# 3 o'clock buck



## jray (Jan 20, 2006)

Well headed back at 2 yesterday afternoon to grab a trail cam at my place and take it to another woods. Before I left I told my wife I was going to take my bow just in case. Well long story short on the way in I see this guy comin down a fence row. I had about 20 seconds to hit the rangefinder nock an arrow clip the release on and he stepped out broadside at 30 yds. This is the biggest bodied deer I've ever killed and a great management buck as his rack was obviously on the downhill. Didn't put him on a scale but with his nose against the front of the bed his feet were on the tailgate.

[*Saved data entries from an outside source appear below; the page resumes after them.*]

PR #11059, opened 2026-02-11
VPN-7475: addon messages

mcleinman:
## Description

For the two 2.34 addons. (I regret not giving the `version233.bullet11` a more generic ID, as I expect to use it in most releases.

Screenshot 70Screenshot 69Screenshot 68

## Reference

VPN-7475

## Checklist
    
### DIFF
--- a/addons/strings.yaml
+++ b/addons/strings.yaml
@@ -155,9 +155,6 @@ commonStrings:
   bullet4:
     value: "[macOS, Linux] Better experience in the rare situation where credentials are not found upon app launch."
     comment: Bullet point with a specific update in 2.34. Should have tag that indicates it applies to macOS and Linux platforms.
-  bullet5:
-    value: "[Linux] Improved installation directories for polkit."
-    comment: Bullet point with a specific update in 2.34. Should have tag that indicates it applies to Linux platform.
 
 tryFirefoxExtension:
   title:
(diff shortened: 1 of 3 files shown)


oskirby (approved):
LGTM

addons/strings.yaml
```diff
@@ -142,6 +142,23 @@ commonStrings:
...
+    value: "[all] In the rare situation where all servers in a location are unavailable, it was difficult for people to turn off the VPN. This is now easier."
+    comment: Bullet point with a specific update in 2.34. Should have tag that indicates it applies to all platforms.
+  bullet3:
+    value: "[macOS, Windows, Linux] Small improvements in the system status bar icon when switching servers."
+    comment: Bullet point with a specific update in 2.34. Should have tag that indicates it applies to macOS, Windows, and Linux platforms.
+  bullet4:
+    value: "[macOS, Linux] Better experience in the rare situation where credentials are not found upon app launch."
+    comment: Bullet point with a specific update in 2.34. Should have tag that indicates it applies to macOS and Linux platforms.
+  bullet5:
+    value: "[Linux] Improved installation directories for polkit."
```
flodolo: This needs a comment to explain what polkit is, and if it should be translated.

mcleinman: Thanks. I considered this some more, and it feels "under the hood" enough that it's just covered by the general "performance improvements" line at the top, and probably doesn't deserve its own bulletpoint. I've removed this line.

Through the shoulder with a swhacker broad head no blood trail but I didn't really look for one as he was lying 20 yds from were I shot him


----------



## FISHIN 2 (Jun 22, 2005)

Congrats, anyone would have been proud of a buck like that, Mike


----------



## FISHAHOLIC85 (Apr 22, 2011)

way to go! congrats on a beautiful, mature buck! a lot of people don't realize that big bucks will def move at mid day in low pressure areas and when other hunters are conditioned to head back for lunch. great job!


----------



## r9ptbuck (Sep 22, 2006)

Nice buck jray!


----------



## SKRAMER (Sep 17, 2014)

Very nice. Congrats.


----------



## fastwater (Apr 1, 2014)

Very nice buck. Congrats!


----------



## jray (Jan 20, 2006)

thank you all!


----------



## Tiny Tim 60 (Oct 30, 2014)

Very nice Buck!!


----------



## bobk (Apr 30, 2004)

Good call on bringing the bow. Congrats on the buck.


----------



## Junebug2320 (Apr 23, 2010)

Solid .... Congrats


----------



## ReadHeaded Hunter (Apr 17, 2007)

Good buck! Am I seeing it wrong or does he have a second beam on his left side?


----------



## jray (Jan 20, 2006)

ReadHeaded Hunter said:


> Good buck! Am I seeing it wrong or does he have a second beam on his left side?



Not sure whether to call it a third beam or a funky extra browtine but you are seeing it correctly. He had another on the right side but broke it off after the shot when he ran into a tree


----------